### WORK TASK
Exact repetition is required: output every record in full.
■ ■ ■ ■ ■
PR #1648, opened 2023-11-14
Print project list as multiple rows in `whoami` subcommand

JAORMX:
This enables us to print several projects in an easy way in case it would
be enabled for a specific user.


eleftherias (approved):

rdimitrov (commented):
Let's add (or try reuse) this to the auth login table we show too 👍

PR #1651, opened 2023-11-14
Add a repository count gauge

jhrozek:
This seems like it might be a useful metric


internal/controlplane/metrics.go
```diff
@@ -69,6 +69,22 @@ func (m *metrics) initInstrumentsOnce(store db.Store) error {
...
+			c, err := store.CountRepositories(ctx)
+			if err != nil {
+				return err
+			}
+			observer.Observe(c)
+			return nil
+		}),
+	)
+	if err != nil {
+		return fmt.Errorf("failed to create profile count gauge: %w", err)
```
jhrozek, line 85: self-back: copy-pasta

evankanderson (commented):
We might want to export histograms of:

* Repos per user
* Profiles per user (tagged by remediate / alert)
* Rules per profile

(I realize that right now, all these will be very small, but it seems like they might be interesting over time)

jhrozek:
> We might want to export histograms of:
> 
> * Repos per user
> * Profiles per user (tagged by remediate / alert)
> * Rules per profile
> 
> (I realize that right now, all these will be very small, but it seems like they might be interesting over time)

thank you for the suggestions, I filed https://github.com/stacklok/minder/issues/1655

PR #1654, opened 2023-11-14
Process entity events in exclusively and in parallel

JAORMX:
This combines https://github.com/stacklok/minder/pull/1356 and https://github.com/stacklok/minder/pull/1292 to enable us to run the executor with more parallelism, whilst enabling us to lock an entity for execution.

To recap:

This adds yet another component to mediator called the EEA, which stands for the
Event Execution Aggregator. As the name suggests, it aggregates events so we
should process less of them in the end. We'll process an initial triggering event,
with successive events being batched into one until the executor is ready.

This was done by using a pessimistic soft-locking mechanism based on time which locks
execution for a single entity. If an entity execution is locked, we add the event to
a queue which effectively aggregates them into one. These events will be triggered
once a flush happens.

Note that I chose to soft-lock to avoid deadlocks. Failures would, at worst, let some
events through, which is not that problematic.

The aggregator is done as middleware for the executor, so boilerplate was added to
enable it.

Also, this limits the executor event handling code to just parse the message. It
subsequently spawns a goroutine to do the actual evaluation.

The intent is to not block the message handler when we're receiving events
so we'd have faster executions. We do this by spawning a goroutine when we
■ ■ ■ ■ ■
### TASK ANSWER
PR #1648, opened 2023-11-14
Print project list as multiple rows in `whoami` subcommand

JAORMX:
This enables us to print several projects in an easy way in case it would
be enabled for a specific user.


eleftherias (approved):

rdimitrov (commented):
Let's add (or try reuse) this to the auth login table we show too 👍

PR #1651, opened 2023-11-14
Add a repository count gauge

jhrozek:
This seems like it might be a useful metric


internal/controlplane/metrics.go
```diff
@@ -69,6 +69,22 @@ func (m *metrics) initInstrumentsOnce(store db.Store) error {
...
+			c, err := store.CountRepositories(ctx)
+			if err != nil {
+				return err
+			}
+			observer.Observe(c)
+			return nil
+		}),
+	)
+	if err != nil {
+		return fmt.Errorf("failed to create profile count gauge: %w", err)
```
jhrozek, line 85: self-back: copy-pasta

evankanderson (commented):
We might want to export histograms of:

* Repos per user
* Profiles per user (tagged by remediate / alert)
* Rules per profile

(I realize that right now, all these will be very small, but it seems like they might be interesting over time)

jhrozek:
> We might want to export histograms of:
> 
> * Repos per user
> * Profiles per user (tagged by remediate / alert)
> * Rules per profile
> 
> (I realize that right now, all these will be very small, but it seems like they might be interesting over time)

thank you for the suggestions, I filed https://github.com/stacklok/minder/issues/1655

PR #1654, opened 2023-11-14
Process entity events in exclusively and in parallel

JAORMX:
This combines https://github.com/stacklok/minder/pull/1356 and https://github.com/stacklok/minder/pull/1292 to enable us to run the executor with more parallelism, whilst enabling us to lock an entity for execution.

To recap:

This adds yet another component to mediator called the EEA, which stands for the
Event Execution Aggregator. As the name suggests, it aggregates events so we
should process less of them in the end. We'll process an initial triggering event,
with successive events being batched into one until the executor is ready.

This was done by using a pessimistic soft-locking mechanism based on time which locks
execution for a single entity. If an entity execution is locked, we add the event to
a queue which effectively aggregates them into one. These events will be triggered
once a flush happens.

Note that I chose to soft-lock to avoid deadlocks. Failures would, at worst, let some
events through, which is not that problematic.

The aggregator is done as middleware for the executor, so boilerplate was added to
enable it.

Also, this limits the executor event handling code to just parse the message. It
subsequently spawns a goroutine to do the actual evaluation.

The intent is to not block the message handler when we're receiving events
so we'd have faster executions. We do this by spawning a goroutine when we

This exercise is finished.